**What is being asked:** Whenever a line of the material contains the string "want", it should be copied.
Start of Available data
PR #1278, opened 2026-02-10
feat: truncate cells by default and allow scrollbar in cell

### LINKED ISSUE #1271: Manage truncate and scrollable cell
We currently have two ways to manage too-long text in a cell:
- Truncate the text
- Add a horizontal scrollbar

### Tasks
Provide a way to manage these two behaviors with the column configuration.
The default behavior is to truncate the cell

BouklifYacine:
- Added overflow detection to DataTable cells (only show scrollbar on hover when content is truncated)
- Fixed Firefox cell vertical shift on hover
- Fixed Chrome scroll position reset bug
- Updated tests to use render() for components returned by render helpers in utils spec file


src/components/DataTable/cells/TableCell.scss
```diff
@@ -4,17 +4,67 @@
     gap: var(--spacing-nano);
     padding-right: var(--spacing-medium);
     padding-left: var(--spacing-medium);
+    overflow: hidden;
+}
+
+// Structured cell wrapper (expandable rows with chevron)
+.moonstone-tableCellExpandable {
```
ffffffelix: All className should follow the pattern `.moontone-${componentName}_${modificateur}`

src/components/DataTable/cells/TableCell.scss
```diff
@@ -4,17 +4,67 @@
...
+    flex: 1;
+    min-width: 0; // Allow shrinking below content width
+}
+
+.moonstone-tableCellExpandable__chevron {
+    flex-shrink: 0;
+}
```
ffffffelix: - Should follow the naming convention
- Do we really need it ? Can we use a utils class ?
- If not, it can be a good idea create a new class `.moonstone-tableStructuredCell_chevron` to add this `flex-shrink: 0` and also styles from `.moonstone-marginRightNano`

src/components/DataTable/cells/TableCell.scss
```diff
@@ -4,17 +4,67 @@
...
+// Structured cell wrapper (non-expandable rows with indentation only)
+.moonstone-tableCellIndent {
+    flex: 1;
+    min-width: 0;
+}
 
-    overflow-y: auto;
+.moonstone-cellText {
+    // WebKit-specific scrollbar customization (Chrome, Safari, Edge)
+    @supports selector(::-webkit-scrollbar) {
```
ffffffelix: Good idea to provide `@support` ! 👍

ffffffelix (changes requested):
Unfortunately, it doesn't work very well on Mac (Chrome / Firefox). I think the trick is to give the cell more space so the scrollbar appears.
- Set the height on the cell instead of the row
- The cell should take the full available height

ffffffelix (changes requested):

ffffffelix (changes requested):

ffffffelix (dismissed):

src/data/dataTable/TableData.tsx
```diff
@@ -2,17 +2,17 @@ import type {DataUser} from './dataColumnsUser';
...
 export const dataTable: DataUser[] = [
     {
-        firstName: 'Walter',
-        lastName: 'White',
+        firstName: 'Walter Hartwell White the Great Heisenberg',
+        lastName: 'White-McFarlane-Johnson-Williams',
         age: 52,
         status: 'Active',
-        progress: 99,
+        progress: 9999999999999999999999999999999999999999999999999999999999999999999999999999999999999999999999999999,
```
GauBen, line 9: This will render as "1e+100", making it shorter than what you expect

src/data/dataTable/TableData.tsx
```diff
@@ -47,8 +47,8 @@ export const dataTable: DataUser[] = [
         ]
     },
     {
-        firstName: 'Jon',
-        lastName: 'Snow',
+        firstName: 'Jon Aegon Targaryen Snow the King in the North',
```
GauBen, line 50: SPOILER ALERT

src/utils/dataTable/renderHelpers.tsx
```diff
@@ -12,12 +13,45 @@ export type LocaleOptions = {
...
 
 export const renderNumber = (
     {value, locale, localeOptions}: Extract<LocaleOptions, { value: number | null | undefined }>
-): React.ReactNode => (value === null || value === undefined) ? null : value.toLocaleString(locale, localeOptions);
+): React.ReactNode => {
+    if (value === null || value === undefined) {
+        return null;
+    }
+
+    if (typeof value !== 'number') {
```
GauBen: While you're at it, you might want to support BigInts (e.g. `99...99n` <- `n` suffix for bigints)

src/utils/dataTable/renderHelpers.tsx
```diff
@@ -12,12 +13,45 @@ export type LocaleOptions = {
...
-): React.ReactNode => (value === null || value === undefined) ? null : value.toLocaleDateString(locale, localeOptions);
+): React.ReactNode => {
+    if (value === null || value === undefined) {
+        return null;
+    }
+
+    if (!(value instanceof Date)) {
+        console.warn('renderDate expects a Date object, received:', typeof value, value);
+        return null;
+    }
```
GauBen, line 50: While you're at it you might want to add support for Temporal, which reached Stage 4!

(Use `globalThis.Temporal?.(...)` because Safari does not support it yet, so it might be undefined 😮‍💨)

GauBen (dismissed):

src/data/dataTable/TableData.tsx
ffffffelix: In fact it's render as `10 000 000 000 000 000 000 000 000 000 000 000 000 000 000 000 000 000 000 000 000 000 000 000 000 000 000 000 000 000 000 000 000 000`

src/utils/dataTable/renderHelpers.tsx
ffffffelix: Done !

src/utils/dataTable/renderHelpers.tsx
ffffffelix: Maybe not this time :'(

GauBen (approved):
End of Available data
Start of Available data
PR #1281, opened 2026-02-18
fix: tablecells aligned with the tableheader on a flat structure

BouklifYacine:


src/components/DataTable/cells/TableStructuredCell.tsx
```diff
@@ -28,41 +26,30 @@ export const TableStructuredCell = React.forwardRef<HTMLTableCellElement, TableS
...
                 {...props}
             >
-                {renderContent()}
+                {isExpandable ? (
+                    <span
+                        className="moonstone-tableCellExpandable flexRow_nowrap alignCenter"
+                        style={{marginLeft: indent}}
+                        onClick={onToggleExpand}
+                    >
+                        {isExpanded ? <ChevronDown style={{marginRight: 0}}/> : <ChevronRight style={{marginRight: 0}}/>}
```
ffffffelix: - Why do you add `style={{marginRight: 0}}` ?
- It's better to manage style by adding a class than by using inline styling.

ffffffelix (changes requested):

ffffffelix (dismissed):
End of Available data
Start of Available data
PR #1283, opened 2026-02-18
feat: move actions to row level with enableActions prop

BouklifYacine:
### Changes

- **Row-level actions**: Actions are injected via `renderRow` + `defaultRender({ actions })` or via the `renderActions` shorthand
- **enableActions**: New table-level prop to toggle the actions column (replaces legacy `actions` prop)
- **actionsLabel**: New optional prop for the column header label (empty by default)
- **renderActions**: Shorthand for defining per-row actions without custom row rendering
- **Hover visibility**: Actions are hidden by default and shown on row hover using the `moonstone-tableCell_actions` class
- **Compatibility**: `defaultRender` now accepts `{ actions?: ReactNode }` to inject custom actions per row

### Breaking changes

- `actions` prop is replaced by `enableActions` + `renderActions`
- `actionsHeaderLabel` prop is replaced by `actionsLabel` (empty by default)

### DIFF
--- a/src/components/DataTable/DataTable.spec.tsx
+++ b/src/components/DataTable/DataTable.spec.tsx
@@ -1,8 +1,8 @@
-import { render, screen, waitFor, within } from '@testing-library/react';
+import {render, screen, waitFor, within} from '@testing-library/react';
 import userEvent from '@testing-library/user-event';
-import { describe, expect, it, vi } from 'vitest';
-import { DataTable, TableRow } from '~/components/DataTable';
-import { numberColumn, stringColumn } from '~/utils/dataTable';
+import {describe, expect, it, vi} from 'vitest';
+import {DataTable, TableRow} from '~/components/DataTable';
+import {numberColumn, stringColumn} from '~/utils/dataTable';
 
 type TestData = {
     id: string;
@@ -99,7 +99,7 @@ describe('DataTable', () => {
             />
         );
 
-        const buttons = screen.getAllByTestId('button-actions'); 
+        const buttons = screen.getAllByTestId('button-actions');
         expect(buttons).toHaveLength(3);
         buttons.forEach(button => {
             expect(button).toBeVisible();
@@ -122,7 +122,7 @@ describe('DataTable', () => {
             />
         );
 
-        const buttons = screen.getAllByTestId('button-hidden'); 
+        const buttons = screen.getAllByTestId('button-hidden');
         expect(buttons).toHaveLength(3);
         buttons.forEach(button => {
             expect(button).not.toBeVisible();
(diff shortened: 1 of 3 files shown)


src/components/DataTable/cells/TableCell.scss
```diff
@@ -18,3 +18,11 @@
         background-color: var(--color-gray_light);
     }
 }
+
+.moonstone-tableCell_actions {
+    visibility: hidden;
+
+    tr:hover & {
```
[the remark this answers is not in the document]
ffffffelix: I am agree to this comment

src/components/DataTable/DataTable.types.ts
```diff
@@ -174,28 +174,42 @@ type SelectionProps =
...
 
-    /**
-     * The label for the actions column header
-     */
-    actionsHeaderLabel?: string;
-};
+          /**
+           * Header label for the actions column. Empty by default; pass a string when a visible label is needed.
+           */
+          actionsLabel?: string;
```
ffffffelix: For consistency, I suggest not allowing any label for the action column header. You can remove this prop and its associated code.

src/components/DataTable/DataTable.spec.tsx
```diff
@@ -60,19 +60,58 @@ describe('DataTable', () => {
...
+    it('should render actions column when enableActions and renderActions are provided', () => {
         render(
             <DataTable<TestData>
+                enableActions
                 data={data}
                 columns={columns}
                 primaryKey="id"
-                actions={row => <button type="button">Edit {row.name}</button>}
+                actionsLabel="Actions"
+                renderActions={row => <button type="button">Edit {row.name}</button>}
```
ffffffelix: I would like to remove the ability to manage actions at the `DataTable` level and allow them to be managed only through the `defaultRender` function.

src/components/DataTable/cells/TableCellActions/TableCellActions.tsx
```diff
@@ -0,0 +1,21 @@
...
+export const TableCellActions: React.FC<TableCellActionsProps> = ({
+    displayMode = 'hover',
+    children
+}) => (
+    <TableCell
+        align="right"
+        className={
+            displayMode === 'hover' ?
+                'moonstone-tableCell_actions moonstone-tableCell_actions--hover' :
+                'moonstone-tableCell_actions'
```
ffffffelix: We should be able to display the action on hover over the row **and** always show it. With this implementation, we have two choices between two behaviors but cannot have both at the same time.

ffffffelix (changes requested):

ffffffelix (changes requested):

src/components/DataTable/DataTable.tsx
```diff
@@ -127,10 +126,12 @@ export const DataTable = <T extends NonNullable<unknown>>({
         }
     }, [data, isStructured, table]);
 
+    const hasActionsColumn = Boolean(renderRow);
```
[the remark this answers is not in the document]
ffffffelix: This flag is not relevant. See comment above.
End of Available data
**Result of this exercise:**
GauBen: While you're at it, you might want to support BigInts (e.g. `99...99n` <- `n` suffix for bigints)
GauBen, line 50: While you're at it you might want to add support for Temporal, which reached Stage 4!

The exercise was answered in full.